After she had read through the Bible seven times, Butterfield continued to wrestle with it spiritually. When Smith preached a sermon on Jesus feeding the 5,000, he paused to emphasize Jesus’ words to Peter and the disciples: “Do you still lack understanding?”
“This startled me, because this was my question,” said the former literature professor. “I realized that question was for me. Do I still lack understanding? Then I wondered who was speaking here: that old man behind the pulpit or the God-man from before the foundations of the world? There was something about the hermeneutic of preaching that completely disarmed me, and truth be told, it still does.”
It was through deep, heartfelt repentance that Butterfield began to experience new life. Though her life has changed significantly since her conversion, that fundamental reality never changes, she said.
“Repentance is bittersweet business,” she said. “Repentance is not just some conversion exercise; it is the posture of a Christian. Repentance is our daily fruit, our hourly washing, our minute-by-minute wake-up call, our reminder of God’s creation, Jesus’ blood, and the Holy Spirit’s comfort. Repentance is the only no-shame solution to a renewed conscience, because it proves only the obvious: that God was right all along.”

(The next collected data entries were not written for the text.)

PR #222, opened 2020-03-01
Fix broken ISO labels when using non-ASCII characters

### LINKED ISSUE #185: MUXOPT option --label for .iso does not work with non ASCII characters
If iso.meta with
MUXOPT --blu-ray --label="20200111 ДР Аллы" --vbr --vbv-len=500
... 
encoded in windows-1251 result after
tsMuxeR.exe iso.meta "20200111 ДР Аллы.iso"
like:

If iso.meta encoded in UTF-8 result like:

It would be great to have it like after imgBurn:

xavery:
This commit fixes the broken ISO labels when using characters outside of the character set supported by ISO-8859-1. Every dstring written to the UDF headers is now inspected whether it can use the limited encoding or if it's necessary to encode it as 16-bit. This has the advantage of leaving all the dstrings which don't need 16-bit encoding, like folder and file names, without any modification in the file structure.
Tested with the following metafile :
```
MUXOPT --no-pcr-on-video-pid --new-audio-pes --blu-ray --label="для Константина" --vbr  --auto-chapters=5 --vbv-len=500
V_MPEG4/ISO/AVC, "/home/daniel/tsMuxer_samples/video.h264", insertSEI, contSPS
```
Result :
Screenshot_2020-03-01_21-32-45

@abakum :wave: 
Unfortunately, this cannot be merged right away since the lambdas cause crashes when building in MXE. We've seen this before :
```
/workdir/tsMuxer/iso_writer.cpp: In instantiation of '{anonymous}::serializeDString(const string&, int)::<lambda(auto:3)> [with auto:3 = unsigned int]':
/workdir/tsMuxer/convertUTF.h:200:23:   required from 'void convertUTF::IterateUTF8Chars(const string&, Fn) [with Fn = {anonymous}::serializeDString(const string&, int)::<lambda(auto:3)>; std::__cxx11::string = std::__cxx11::basic_string<char>]'
/workdir/tsMuxer/iso_writer.cpp:146:10:   required from here
/workdir/tsMuxer/iso_writer.cpp:138:53: internal compiler error: in tsubst_copy, at cp/pt.c:13040
     const auto maxHeaderAndContentLength = fieldLen - 1;
                                                     ^
/workdir/tsMuxer/iso_writer.cpp:138:53: internal compiler error: Segmentation fault
i686-w64-mingw32.static-g++: internal compiler error: Segmentation fault (program cc1plus)
```
@justdan96 Since this code is entirely valid and this is undoubtedly a bug in the compiler itself, could you look into upgrading it?

Fixes #185 .

### DIFF
--- a/tsMuxer/convertUTF.cpp
+++ b/tsMuxer/convertUTF.cpp
@@ -103,6 +103,20 @@ ConversionResult ConvertUTF32toUTF16(const UTF32** sourceStart, const UTF32* sou
     return result;
 }
 
+std::tuple<UTF16, UTF16> ConvertUTF32toUTF16(UTF32 ch)
+{
+    if (ch <= UNI_MAX_BMP)
+    {
+        return std::make_tuple(static_cast<UTF16>(ch), 0);
+    }
+    else
+    {
+        ch -= halfBase;
+        return std::make_tuple((UTF16)((ch >> halfShift) + UNI_SUR_HIGH_START),
+                               (UTF16)((ch & halfMask) + UNI_SUR_LOW_START));
+    }
+}
+
 /* --------------------------------------------------------------------- */
 
 ConversionResult ConvertUTF16toUTF32(const UTF16** sourceStart, const UTF16* sourceEnd, UTF32** targetStart,
--- a/tsMuxer/convertUTF.h
+++ b/tsMuxer/convertUTF.h
@@ -89,6 +89,7 @@
 
 #include <cstdint>
 #include <string>
+#include <tuple>
 
 namespace convertUTF
 {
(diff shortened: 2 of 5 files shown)


abakum:
Via mingw is going great!
image
In tsMuxer/osdep/textSubtitlesRenderFT.cpp error

justdan96:
I can't find the exact bug in GCC 5.5, might have to check if Clang has the same issue. Apparently there is a way to use GCC 8 in MXE but I need to do a bit more research.

abakum:
> Via mingw is going great!

# gcc -dM -E -xc /dev/null | grep __GNUC__
#define __GNUC__ 9

justdan96:
Hopefully this should be working fully in the Docker container now. I'll do a test build before merging this change though.

xavery:
Yup, works great. Merging.

PR #226, opened 2020-03-03
Simplify TsMuxerWindow::myPlaySound

xavery:
It turns out that playing sound files available as application resources is as simple as using `QSoundEffect` with a `qrc` URL. This saves us from all the shenanigans previously done in order to save the resource to a file just to be able to pass it to a `QSound` object.


jcdr428:
Nice !

PR #227, opened 2020-03-03
Investigate building the GUI for Windows XP

xavery:
Yep, I'm really doing it.

### DIFF
--- a/.github/workflows/windows_xp_gui.yml
+++ b/.github/workflows/windows_xp_gui.yml
@@ -1,0 +1,19 @@
+name: Build GUI for Windows XP
+
+on:
+  push:
+    branches: [master]
+  pull_request:
+    branches: [master]
+
+jobs:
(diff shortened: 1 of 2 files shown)


xavery:
I'd say this is ready. The only deficiency that's left is the lack of translations, which is due to QMake in Qt 5.6.3 not supporting the `lrelease` and `embed_translations` tokens in the `CONFIG` variable which our `.pro` file uses due to them being very convenient in our usecase.
@justdan96 The main motivation behind this was providing this executable inside the w32 package that's uploaded to bintray, since this way the whole package becomes runnable on Windows XP and very old CPUs. Let me know if you'd be willing to do that, if not - having this merged in would be good too, as it would check the compatibility with Qt 5.6.3 with every pull request that touches GUI stuff.

justdan96:
👍

PR #228, opened 2020-03-04
Сhanged address of test file

abakum:
from uhdsample.com to 4kmedia.org
image

image


justdan96:
Seems fair enough to me! I'll merge as soon as you give the okay.

PR #230, opened 2020-03-04
Fix Filename Truncation on Dot

### LINKED ISSUE #225: Filenames with periods get truncated on demux
If the input filename of a demux operation contains periods besides the last one then the filename gets truncated. For example "Trip to the U.S. West Coast.ts" becomes something like "Trip to the U.track_256.264" instead of "Trip to the U.S. West Coast.track_256.264", like any other file.

Since the filenames of the output of a demux operation can't be controlled then it's crucial that all files follow the same logic, in order to use it in scripts for automation..

justdan96:
method to extract the filename reads the string from right to left, this change ensures that when we extract the filename it will stop on the first period encountered

Fixes #225

### DIFF
--- a/libmediation/types/types.cpp
+++ b/libmediation/types/types.cpp
@@ -300,7 +300,7 @@ string extractFileName(const string& src)
     for (int i = src.size() - 1; i >= 0; i--)
         if (src[i] == '.')
         {
-            endPos = i;
+           if (endPos == src.size()) endPos = i;
         }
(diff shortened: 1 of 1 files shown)


jcdr428:
@justdan96 actually as the filename is read from right to left, it should be "ensure that when we extract the filename it **will** stop on the first period encountered" ;)

justdan96:
Thanks, will change the decription

PR #231, opened 2020-03-04
Always keep M2TS descriptors in TS files

jcdr428:
Regression on #203 Ts descriptors.
Until a patch is proposed to introduce an option to force M2TS descriptors in TS files.


justdan96:
This seems like a decent idea until we can get a long-term solution.

PR #238, opened 2020-03-09
cp tsMuxerGUI bin/

abakum:
On mingw32 tsMuxerGUI is going to build/debug/ and on mingw64 now in build/


justdan96:
Isn't there a way of specifying we want a release rather than a debug build?

PR #243, opened 2020-03-13
Non blu ray dolby vision

jcdr428:
In non-Bluray mode (TS or M2TS), when Dolby Vision is detected, include the 'DoVi' Registration Descriptor and the Dolby Vision video descriptor.

The descriptors are still HDMV, for compatibility with PGS, AC3/TrueHD and AC3/EAC3 streams.

Also includes:
 - DV descriptors moved from tsPacket to hevcStreamReader class;
- Correction of non HDMV AVC descriptor, for future use;
 - non HDMV HEVC descriptor, for future use;
 - declaration/enumeration of V3 flags, moved from hevcStreamReader to tsMuxer;

Note that there is a bug on Bluray players that I haven't managed to get rid of (see [discussion on doom9](https://forum.doom9.org/showthread.php?p=1903300#post1903300)), but I came to the conclusion that it doesn't come from the descriptors but rather from the way the packets are muxed. I will look at this separately.

### DIFF
--- a/tsMuxer/aacStreamReader.h
+++ b/tsMuxer/aacStreamReader.h
@@ -10,7 +10,7 @@ class AACStreamReader : public SimplePacketizerReader, public AACCodec
    public:
    public:
     AACStreamReader() : SimplePacketizerReader(){};
-    int getTSDescriptor(uint8_t* dstBuff, bool isM2ts) override { return 0; }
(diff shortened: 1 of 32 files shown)


jcdr428:
Note: @filip11111 has confirmed that these descriptors for Dolby Vision are working on the Sony x700 player -except for the pixelisation bug when stopping- see https://github.com/jcdr428/tsMuxer/pull/60#issuecomment-598955313

PR #248, opened 2020-03-18
Update hevcStreamReader.cpp

jcdr428:
Set hdr flags only if hevc stream (i.e. sps, pps, vps) has been detected.

This is a correction brought to #243 .


justdan96:
Great stuff, thanks!

PR #250, opened 2020-03-20
Correct DV Profile 4

jcdr428:
DV Profile 4 is single track double layer
DV Profile 7 is double track double layer

See https://forum.doom9.org/showthread.php?p=1904144#post1904144


justdan96:
Nice, so previous to this all Single Track Double Layer files were treated as Single Track Single Layer files and now we can properly handle those cases. Great work!

PR #254, opened 2020-03-22
For double video track, DV EL stream type = 0x06

jcdr428:
As per 3.1.3.1 of DolbyVisionProfilesLevels_v1_3_2_2019_09_16.pdf, for the secondary Dolby Vision PID carrying the EL and RPU substream, "the value of stream_type shall be set to 0x06 (indicating PES packets containing private data)."


justdan96:
Nice one!

PR #3910, opened 2022-09-21
Pass avatar through to BigBlueButton

farhatahmad:
## Description

Passes the avatarUrl into BigBlueButton (see below)
image

## Testing Steps

To test this locally, you NEED to use ngrok 

1- Update your profile picture
2- Start a room and join it
3- Ensure your profile picture in BigBlueButton matches the one in Greenlight

### DIFF
--- a/app/controllers/api/v1/meetings_controller.rb
+++ b/app/controllers/api/v1/meetings_controller.rb
@@ -27,7 +27,12 @@ module Api
           return render_error status: :bad_request unless e.key == 'idNotUnique'
         end
 
-        render_data data: BigBlueButtonApi.new.join_meeting(room: @room, name: current_user.name, role: 'Moderator'), status: :created
+        render_data data: BigBlueButtonApi.new.join_meeting(
+          room: @room,
+          name: current_user.name,
+          avatar_url: current_user.avatar.attached? ? url_for(current_user.avatar) : nil,
+          role: 'Moderator'
+        ), status: :created
       end
 
       # POST /api/v1/meetings/:friendly_id/status.json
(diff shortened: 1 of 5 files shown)


app/controllers/api/v1/meetings_controller.rb
```diff
@@ -27,7 +27,12 @@ def start
           return render_error status: :bad_request unless e.key == 'idNotUnique'
         end
 
-        render_data data: BigBlueButtonApi.new.join_meeting(room: @room, name: current_user.name, role: 'Moderator'), status: :created
+        render_data data: BigBlueButtonApi.new.join_meeting(
+          room: @room,
+          name: current_user.name,
```
KH-Amir-TN, line 32: Can we extend the `join_meeting` interface (method signature) so that like with the room argument takes in a user argument and extract anything it needs from the record itself.
That will remove the need to have some logic done in/pre  the method call like `current_user.avatar.attached? ? url_for(current_user.avatar) : nil` and gives more flexibility in the future and stability to the interface,
Something like `join_meeting(room:, user: role:)` maybe?

spec/controllers/meetings_controller_spec.rb
```diff
@@ -39,7 +39,7 @@
       ).and_call_original
 
       expect_any_instance_of(MeetingStarter).to receive(:call)
-      expect_any_instance_of(BigBlueButtonApi).to receive(:join_meeting).with(room:, name: user.name, role: 'Moderator')
+      expect_any_instance_of(BigBlueButtonApi).to receive(:join_meeting).with(room:, name: user.name, avatar_url: nil, role: 'Moderator')
```
KH-Amir-TN, line 42: Changing the interface can help stabilize the interface and remove the excessive need to update mocks and stubs when updating the method implementation,

KH-Amir-TN (approved):

app/controllers/api/v1/meetings_controller.rb
farhatahmad: Tried that at first and couldn't get it in a clean way. It's tricky because the user is optional, meaning that you have to have these conditionals either way

farhatahmad: I'm going to refactor some of this in the near future to clean up complexity and duplication

PR #3917, opened 2022-09-21
Last Session rooms card and page

hadicheaito1:
## Description

- Replacing created at with last session on rooms card and rooms page under name

image
image
image

### DIFF
--- a/app/javascript/components/rooms/RoomCard.jsx
+++ b/app/javascript/components/rooms/RoomCard.jsx
@@ -40,9 +40,9 @@ export default function RoomCard({ room }) {
             <span className="text-muted">{ t('room.shared_by', { room }) } </span>
           )}
           { room.last_session ? (
-            <span className="text-muted"> Last Session: { room.last_session } </span>
+            <span className="text-muted"> { t('room.last_session', { room }) } </span>
           ) : (
-            <span className="text-muted mt-2"> No previous sessions created </span>
+            <span className="text-muted mt-2"> { t('room.no_last_session') } </span>
           )}
         </Stack>
       </Card.Body>
--- a/app/javascript/components/rooms/RoomCard.jsx
+++ b/app/javascript/components/rooms/RoomCard.jsx
@@ -66,12 +66,18 @@ export default function RoomCard({ room }) {
   );
 }
 
+RoomCard.defaulProps = {
+  room: PropTypes.shape({
+    last_session: '',
+  }),
+};
+
 RoomCard.propTypes = {
   room: PropTypes.shape({
     id: PropTypes.string.isRequired,
     friendly_id: PropTypes.string.isRequired,
     name: PropTypes.string.isRequired,
-    last_session: PropTypes.string.isRequired,
+    last_session: PropTypes.string,
     shared_owner: PropTypes.string,
     active: PropTypes.bool,
     participants: PropTypes.number,
--- a/app/javascript/components/rooms/RoomCard.jsx
+++ b/app/javascript/components/rooms/RoomCard.jsx
@@ -36,10 +36,13 @@ export default function RoomCard({ room }) {
 
         <Stack className="my-4">
           <Card.Title className="mb-0"> { room.name } </Card.Title>
-          { room.shared_owner ? (
+          { room.shared_owner && (
             <span className="text-muted">{ t('room.shared_by', { room }) } </span>
+          )}
+          { room.last_session ? (
+            <span className="text-muted"> Last Session: { room.last_session } </span>
           ) : (
-            <span className="text-muted"> { room.created_at } </span>
+            <span className="text-muted mt-2"> No previous sessions created </span>
           )}
         </Stack>
       </Card.Body>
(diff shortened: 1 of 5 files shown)


app/javascript/components/rooms/RoomCard.jsx
```diff
@@ -32,10 +32,13 @@ export default function RoomCard({ room }) {
 
         <Stack className="my-4">
           <Card.Title className="mb-0"> { room.name } </Card.Title>
-          { room.shared_owner ? (
+          { room.shared_owner && (
             <span className="text-muted">{ t('room.shared_by', { room }) } </span>
+          )}
+          { room.last_session ? (
+            <span className="text-muted"> Last Session: { room.last_session } </span>
```
KH-Amir-TN, line 39: If it's feasible, can we add in localization here?

app/javascript/components/rooms/RoomCard.jsx
```diff
@@ -32,10 +32,13 @@ export default function RoomCard({ room }) {
...
           ) : (
-            <span className="text-muted"> { room.created_at } </span>
+            <span className="text-muted mt-2"> No previous sessions created </span>
```
KH-Amir-TN, line 41: And here?

app/javascript/components/rooms/room/Room.jsx
```diff
@@ -33,7 +33,11 @@ export default function Room() {
       <Row className="my-5">
         <Col>
           <h3>{room.name}</h3>
-          <p className="text-muted"> { room.created_at }</p>
+          { room.last_session ? (
```
KH-Amir-TN, line 36: Same here,

app/serializers/current_room_serializer.rb
```diff
@@ -24,4 +25,8 @@ def owner_name
   def owner_avatar
     user_avatar(object.user)
   end
+
+  def last_session
+    object.last_session.strftime('%A %B %e, %Y %l:%M%P')
```
KH-Amir-TN, line 30: I think this is fine for now, but we need to refer back to this in the future.
Since, that will make it hard for us to localize the datetime and time zone it,
I think a better approach is to serve a timestamp and leave the formatting responsibility to the frontend app.

app/serializers/room_serializer.rb
```diff
@@ -1,10 +1,15 @@
 # frozen_string_literal: true
 
 class RoomSerializer < ApplicationSerializer
-  attributes :id, :name, :friendly_id, :created_at
+  attributes :id, :name, :friendly_id, :last_session
   attribute :shared_owner, if: -> { object.shared }
+  attribute :last_session, if: -> { object.last_session }
```
KH-Amir-TN, line 6: Do we need this conditional rendering?

app/javascript/components/rooms/room/Room.jsx
```diff
@@ -33,7 +33,11 @@ export default function Room() {
...
+            <span className="text-muted"> Last Session: { room.last_session } </span>
+          ) : (
+            <span className="text-muted mt-2"> No previous sessions created </span>
```
KH-Amir-TN, line 39: And here,

app/serializers/room_serializer.rb
hadicheaito1: Yes we need it for the case that the room has `last_session` as `nil` still.

I don't need to add it to line 4 though since I put line 6, therefore I will remove it from line 4 :+1:

app/javascript/components/rooms/RoomCard.jsx
hadicheaito1: Done

hadicheaito1:
Let me know if you guys think we should remove the 'Last Session:' part on the room card.
The reason I added it is because it may not be as obvious what that date is by just looking at the card, but i think it would look better without it

app/javascript/components/rooms/RoomCard.jsx
```diff
@@ -60,7 +63,7 @@ RoomCard.propTypes = {
     id: PropTypes.string.isRequired,
     friendly_id: PropTypes.string.isRequired,
     name: PropTypes.string.isRequired,
-    created_at: PropTypes.string.isRequired,
+    last_session: PropTypes.string.isRequired,
```
KH-Amir-TN, line 66: With the conditional rendering on the serializer, I suspect that this will throw prop types warnings when there's no `last_session`,

KH-Amir-TN (dismissed):

app/serializers/room_serializer.rb
farhatahmad: Why don't we still pass it through and then handle the nil case on the front-end?

farhatahmad: Well actually, you're already handling that case, so does this even make a difference?

farhatahmad:
I think it's important that we put the label so that people know what that date is, but we can shorten the date to make it look a little better

app/javascript/components/rooms/RoomCard.jsx
hadicheaito1: Good catch, done

hadicheaito1:
> I think it's important that we put the label so that people know what that date is, but we can shorten the date to make it look a little better

Yeah agreed. I removed the day of the week to make it shorter

KH-Amir-TN (approved):
# 🚀 🚀 🚀

farhatahmad (approved):

PR #3922, opened 2022-09-22
Fixed active record queries to avoid loading all avatars

farhatahmad:

Query before
image

Query after 
image


scouillard (approved):

scouillard:
`pagy_array` returns an array of all the avatar, and `pagy` will return an array of the page's avatar?

farhatahmad:
Not really - the query above `pagy_array` was returning an array of all users, which `pagy_array` then "fake" paginates into sets of 5. By removing the `to_a`, it now returns an active record collection with can be "real" paginated using `pagy`

PR #3925, opened 2022-09-22
Fix Share Access

scouillard:
## Description

- Fix the Share Access edge case error (backend solution).
- Change the SharableUsers and SharedUsers mutation hooks to use the new template.
- Add the keepPreviousData param to the SharedUsers and ShareableUsers query hooks.

**Problem:** 
If there is only one sharableUser left, the form data will return a single string instead of an array.`"user_id"`
It is a problem because our controller is expecting an array.
It is kind of an edge case because if you select/share with only one user, it will still return an array with a single string. `["user_id"]`.
The bug will happen only if there is _a single user left that is shareable_.
For example, if your local app has only two users (yourself and another one), the shared access feature will not work at all (as yourself is never included in shareable users).

**Solution:**
I went thru React Hook Form docs to see if we could format the form response, which would be the ideal solution, without success.
~The proposed solution is to add an _if checktype_.~
Put the params response inside the ruby Array() method in backend so the server always deals with an array.

### DIFF
--- a/app/javascript/components/rooms/room/shared_access/forms/SharedAccessForm.jsx
+++ b/app/javascript/components/rooms/room/shared_access/forms/SharedAccessForm.jsx
@@ -19,8 +19,7 @@ export default function SharedAccessForm({ handleClose }) {
   const { friendlyId } = useParams();
   const { onSubmit } = useShareAccess({ friendlyId, closeModal: handleClose });
   const [input, setInput] = useState();
-  const [shareableUsers, setShareableUsers] = useState();
-  useShareableUsers(friendlyId, input, setShareableUsers);
+  const { data: shareableUsers } = useShareableUsers(friendlyId, input);
 
   return (
     <div id="shared-access-form">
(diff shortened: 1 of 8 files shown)


scouillard:
Not really happy with this solution.
Plan on spending some time (friday) to explore different options (maybe ditch React Hook Form?) and update the useSharedAccess hook as per the new template.

app/javascript/components/rooms/room/shared_access/forms/SharedAccessForm.jsx
```diff
@@ -42,8 +42,8 @@ export default function SharedAccessForm({ handleClose }) {
                       <Stack direction="horizontal" className="py-2">
                         <Form.Check
                           type="checkbox"
+                          key={user.id}
```
KH-Amir-TN, line 45: What's the use of `key` here?

KH-Amir-TN (dismissed):

hadicheaito1 (dismissed):

app/javascript/components/rooms/room/shared_access/forms/SharedAccessForm.jsx
scouillard: I read that it is recommended to use the key attributes inside arrays
https://reactjs.org/docs/lists-and-keys.html#keys

KH-Amir-TN: Yes, it should be done on the parent component which you have done on #L39 `<tr key={user.id} className="align-middle">`,
The key on the `Form.Check` I believe isn't requireid,

farhatahmad (approved):

PR #3929, opened 2022-09-23
Emails: Added email format validation to `User` model.

KH-Amir-TN:
## Testing Steps

> 1. Pull the code.

### DIFF
--- a/spec/models/user_spec.rb
+++ b/spec/models/user_spec.rb
@@ -78,6 +78,19 @@ RSpec.describe User, type: :model do
         end
       end
     end
+
+    context 'email format' do
+      it 'accepts valid email format' do
+        user = build(:user, email: 'user-1.dep-1@users.org-1.tld')
+        expect(user).to be_valid
+      end
+
+      it 'refuses invalid email formats' do
+        user = build(:user, email: 'INVALID')
+        expect(user).to be_invalid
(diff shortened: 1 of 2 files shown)


spec/models/user_spec.rb
```diff
@@ -90,6 +90,19 @@
...
+    context 'email format' do
+      it 'accepts valid email format' do
+        user = build(:user, email: 'user@users.com')
+        expect(user).to be_valid
+      end
+
+      it 'refuses invalid email formats' do
+        user = build(:user, email: 'INVALID')
+        expect(user).to be_invalid
+        expect(user.errors.attribute_names).to match_array([:email])
```
KH-Amir-TN, line 103: The matching instead of inclusion is intentional to ensure that only the email attribute is invalid,

Gemfile
```diff
@@ -67,3 +67,5 @@ group :test do
   gem 'shoulda-matchers', '~> 5.0'
   gem 'webdrivers'
 end
+
+gem 'validate_email', '~> 0.1.6'
```
farhatahmad, line 71: Why the gem? I think it would be clearer if we put the regex on the model instead - that way, we can make any changes to it if ever necessary

farhatahmad (approved):

PR #3935, opened 2022-09-26
Add feedback in Room meeting is running

scouillard:
## Description

Add feedback in Room if the meeting is running.
Create an "online pill" as feedback.
Thinking about adding this pill to the Room card in Rooms as well.
image

## Testing Steps

Start/End a meeting and see the change in Room.

### DIFF
--- a/app/javascript/components/rooms/room/Room.jsx
+++ b/app/javascript/components/rooms/room/Room.jsx
@@ -20,12 +20,13 @@ function copyInvite() {
 export default function Room() {
   const { t } = useTranslation();
   const { friendlyId } = useParams();
-  const { isLoading, data: room } = useRoom(friendlyId);
+  const { isLoading: isLoadingRoom, data: room } = useRoom(friendlyId);
   const startMeeting = useStartMeeting(friendlyId);
-  const { isLoadingRunning, data: isRunning } = useMeetingRunning(friendlyId);
+  const { isLoading: isLoadingRunning, data: isRunning } = useMeetingRunning(friendlyId);
 
   if (isLoadingRunning) return <Spinner />; // Todo: amir - Revisit this.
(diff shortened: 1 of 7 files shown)


app/javascript/components/rooms/room/Room.jsx
```diff
@@ -19,7 +22,9 @@ export default function Room() {
   const { friendlyId } = useParams();
   const { isLoading, data: room } = useRoom(friendlyId);
   const startMeeting = useStartMeeting(friendlyId);
+  const { isLoadingRunning, data: isRunning } = useMeetingRunning(friendlyId);
```
KH-Amir-TN, line 25: I suspect that `isLoadingRunning` here is `undefined`?
To rename it I suggest the use of the following syntax `const {isLoading: isLoadingRunning, data: isRunning} = useMeetingRunning(...);`

KH-Amir-TN: Or maybe avoid destructing the returned value and use namespaces `const meetingRunningQuery = useMeetingRunning(...);`

app/javascript/components/rooms/room/Room.jsx
```diff
@@ -31,13 +36,25 @@ export default function Room() {
...
       </Row>
       <Row className="my-5">
-        <Col>
-          <h3>{room.name}</h3>
+        <Col className="col-xxl-8">
+          <Stack direction="horizontal" gap={2}>
+            <h1>{room.name}</h1>
+            { isRunning
+              && (
+                <Badge className="rounded-pill online-pill ms-2 text-success">
```
KH-Amir-TN, line 44: Can we extract this into a shared component?
That will help us re-using it,

scouillard: It is changed into a component in the following PR #3938

farhatahmad (approved):

PR #3937, opened 2022-09-26
Added avatar validations

farhatahmad:
## Description

Added the following restrictions to avatars:
-  max 300px x 300px
- must be one of  [:png, :jpg, :jpeg, :svg]
- smaller than 3mb


scouillard:
`active_storage_validation` seems like a pretty nice gem.

scouillard:
Should we add some Frontend validations?
The AvatarEditor library should take care of the max size of the avatar.
We can pass any type of file to the `useCreateAvatar` hook as it will be converted to a png by default by the toBlob() method (line 13)

scouillard (approved):

KH-Amir-TN (approved):

farhatahmad:
@scouillard Yeah it may be better to add some more friendly messaging - I'll merge as is and create a note for it

PR #3939, opened 2022-09-27
AuthZ (FE): Added `AuthenticatedAndActiveOnly` & `UnauthenticatedOnly` protected routes.

KH-Amir-TN:
## Description

Added AuthenticatedAndActiveOnly & UnauthenticatedOnly protected routes. 
+ Minor refactoring to navigation logic on signin and signup creating a single source of navigation (dispatcher pattern).

## Testing Steps

> 1. Pull the code.

### DIFF
--- a/app/javascript/contexts/auth/AuthProvider.jsx
+++ b/app/javascript/contexts/auth/AuthProvider.jsx
@@ -26,6 +26,7 @@ export default function AuthProvider({ children }) {
     permissions: currentUser?.permissions,
     role: currentUser?.role,
     active: currentUser?.active,
+    signed_out: currentUser?.signed_out,
   };
 
   const memoizedCurrentUser = useMemo(() => user, [user]);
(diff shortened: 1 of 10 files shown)


scouillard (approved):

KH-Amir-TN:
> I find the syntax slightly odd here - can we not create a component that does whatever checks is needed and then returns `Route` instead? That way `Route` and `ProtectedRoute` are interchangeable?

Unfortunately, that seems to be unfeasible with the current version of react router.
Will provide detailed explanation during today's meeting,

KH-Amir-TN:
This is only an increment,
The complete UX will be achieved once all subsequent PRs gets merged,

app/javascript/contexts/auth/AuthProvider.jsx
```diff
@@ -26,6 +26,7 @@ export default function AuthProvider({ children }) {
     permissions: currentUser?.permissions,
     role: currentUser?.role,
     active: currentUser?.active,
+    signed_out: currentUser?.signed_out,
```
KH-Amir-TN, line 29: We can clean this by introducing a small global state that includes the `currentUser` along with our small client state,
A client state is the state that the client application uses to store data that it needs to retrieve and has no relation with the server data (that includes as an example from where you were navigating, what component triggered the logic, your pointer coordination, scrolling coordination, ....)
So we won't do that hackery of `queryClient.setQueryData(...)`.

Butterfield’s talk was followed by an hour-long question and answer session with Heath Lambert, executive director of ACBC and associate professor of biblical counseling at Southern Seminary and Boyce College. Butterfield argued the moniker “gay Christian,” when used to affirm that both a Christian identity and a homosexual identity are compatible, is unhelpful.
“The problem with identifying as a gay Christian is that the Lord Jesus Christ wants our whole identity,” she said. “And we are not to use any adjectival modifier to modify our identity as Christian, especially if that is not going to survive to the new Jerusalem.
“Adjectives in terms of grammar are modifiers, their job is to tell me what kind of Christian you are. The problem with a term like ‘gay Christian’ is that it modifies Christian according to a category of the flesh.”
Butterfield has written two books, Secret Thoughts of an Unlikely Convert and Openness Unhindered. Audio and video from the conference will soon be available on the ACBC website.